Among the country’s top harness producers are well-known firms such as Lear Corporation and Alcoa Fujikura, two of the world’s largest manufacturers of automotive accessories.
Also operating in the Honduran automotive sector is Novem, Car Interior Design, a world leader in the manufacture of wooden dashboards. Honduras is home to the firm’s second largest plant after its headquarters in Germany.
“Honduras attracted Novem for its strategic geographical position near our clients, vehicle manufacturers in the United States, and also for its tax-free zones” says Novem plant manager Steffen Binöder.
In choosing Honduras for its offshore operations, Novem also took into account factors such as the experience that Honduran workers have in working with wood – a factor that also attracted the U.S. company Childcraft Industries, the largest U.S. manufacturer of children’s furniture.
Childcraft has launched a joint venture with local Honduran producers called Muebles Infantiles, S.A., exporting to the U.S. cribs that can be transformed into full sized beds and changing tables that can be transformed into bookshelves.
These innovative pieces are designed for middle and upper class U.S. consumers and are sold at 257 independent stores throughout the United States, Canada and Mexico, as well as well known retailers such as Sears, Target, Costco and Babies “R” Us.
A Better Labor Force
The sophistication of the Honduran productive sector has carried with it substantial improvements in the skills of the country’s labor force –an area in which Honduras offers an important advantage compared to other countries in the region-, offering a greater number of young workers who have received sufficient schooling.
This fact is confirmed in the “Study of the Light Manufacturing Sector in Honduras” carried out by the Canadian firm EEC at the request of the National Competitiveness Program known as “Honduras Compite” (for whom FIDE is the Technical Secretary).
The EEC carried out similar studies in Costa Rica, El Salvador, Nicaragua and the Mexican states of Chihuahua and Jalisco.
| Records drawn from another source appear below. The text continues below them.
PR #225, opened 2017-04-16
Add waveshaper effect

dxinteractive:
Hi, I wrote a waveshaper effect because I needed it for an expo converter for LFOs, but the effect itself is good for all kinds of things (overdrives, distortions, fuzzes, phase inversion, approximations of many math functions etc.)

Waveshaper input vs output

Here the repo where I was devving it which has some rudimentary docs: https://github.com/dxinteractive/TeensyAudioWaveshaper

First let me know if you're keen to merge it, and if there are any implementation or API changes you'd want me to fix up first.

If that's all good, what else should I provide? Examples? Docs for the gui audio tool? Anything else?

Third, given the time I'd like to make a little web tool to let people draw out their waveshape curves, and return the array of values to load into their sketches. Might also be useful for people wanting to use `WAVEFORM_ARBITRARY` with the `synth_waveform`.

### Example usage

```c++
#include <Audio.h>
#include <Wire.h>
#include <SPI.h>
#include <SD.h>
#include <SerialFlash.h>
#include "effect_waveshaper.h"

AudioSynthWaveform waveform;
AudioEffectWaveshaper waveshaper;
AudioOutputI2S output;

AudioConnection patchCord1(waveform, 0, waveshaper, 0);
AudioConnection patchCord2(waveshaper, 0, output, 0);
AudioControlSGTL5000 audioAdaptor;

int16_t WAVESHAPE_EXAMPLE[17] = {
  -19300,
  -19000,
  -18000,
  -16000,
  -13000,
  -10500,
  -7500,
  -4000,
  0,
  4000,
  7500,
  10500,
  13000,
  16000,
  18000,
  19000,
  19300
};

void setup() {
  AudioMemory(40);
  audioAdaptor.enable();
  waveform.begin(1.0, 200.0, WAVEFORM_SINE);
  waveshaper.shape(WAVESHAPE_EXAMPLE, 17);
}

void loop() {
}
```

### DIFF
--- a/effect_waveshaper.cpp
+++ b/effect_waveshaper.cpp
@@ -1,0 +1,71 @@
+/*
+ * Waveshaper for Teensy 3.X audio
+ *
+ * Copyright (c) 2017 Damien Clarke, http://damienclarke.me
+ *
+ * Permission is hereby granted, free of charge, to any person obtaining a copy
+ * of this software and associated documentation files (the "Software"), to deal
+ * in the Software without restriction, including without limitation the rights
+ * to use, copy, modify, merge, publish, distribute, sublicense, and/or sell
+ * copies of the Software, and to permit persons to whom the Software is
+ * furnished to do so, subject to the following conditions:
+ *
+ * The above copyright notice and this permission notice shall be included in all
+ * copies or substantial portions of the Software.
+ *
+ * THE SOFTWARE IS PROVIDED "AS IS", WITHOUT WARRANTY OF ANY KIND, EXPRESS OR
+ * IMPLIED, INCLUDING BUT NOT LIMITED TO THE WARRANTIES OF MERCHANTABILITY,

Honduras, it turns out, has the largest young labor force in the region (1.4 million people between the ages of 15 and 24) and the best average length of schooling (between 6 and 9 years) making the Honduran labor force among the most competitive.
“These are very interesting results,” says one EEC official. “Average schooling for the television production channel in Mexico is eight years. This means that in those sectors related to electronics assembly the Honduran labor force is nearly as highly skilled as Jalisco’s and much larger than Chihuahua’s, where electronic audio and video equipment is particularly well developed.”
Another advantage of the Honduran labor force is that a high percentage of Honduran workers speak English, as Honduras is the country in Central America with the greatest number of bilingual schools.
With comparative advantages like these, Honduras has taken on a new shine, thanks to microeconomic and political stability, a dynamic business sector, continually improving infrastructure and the speedy process to open the economy that began in 2006 with the free trade agreement with the United States and in 2007 has set its sights on the European Union.